[Stored data]
+++++

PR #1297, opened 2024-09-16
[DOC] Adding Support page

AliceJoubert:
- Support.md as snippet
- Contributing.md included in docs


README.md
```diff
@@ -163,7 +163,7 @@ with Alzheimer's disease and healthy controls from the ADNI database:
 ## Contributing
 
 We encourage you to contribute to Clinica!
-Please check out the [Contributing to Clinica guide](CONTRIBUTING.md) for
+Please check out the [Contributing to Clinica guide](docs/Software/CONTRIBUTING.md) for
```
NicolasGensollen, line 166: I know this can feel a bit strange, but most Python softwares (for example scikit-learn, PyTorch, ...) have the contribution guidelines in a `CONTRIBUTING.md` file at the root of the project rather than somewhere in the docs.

+++++

Exercise objective:
When you reply, retype each line exactly as it appears above.

Result:
PR #1297, opened 2024-09-16
[DOC] Adding Support page

AliceJoubert:
- Support.md as snippet
- Contributing.md included in docs


README.md
```diff
@@ -163,7 +163,7 @@ with Alzheimer's disease and healthy controls from the ADNI database:
 ## Contributing
 
 We encourage you to contribute to Clinica!
-Please check out the [Contributing to Clinica guide](CONTRIBUTING.md) for
+Please check out the [Contributing to Clinica guide](docs/Software/CONTRIBUTING.md) for
```
NicolasGensollen, line 166: I know this can feel a bit strange, but most Python softwares (for example scikit-learn, PyTorch, ...) have the contribution guidelines in a `CONTRIBUTING.md` file at the root of the project rather than somewhere in the docs.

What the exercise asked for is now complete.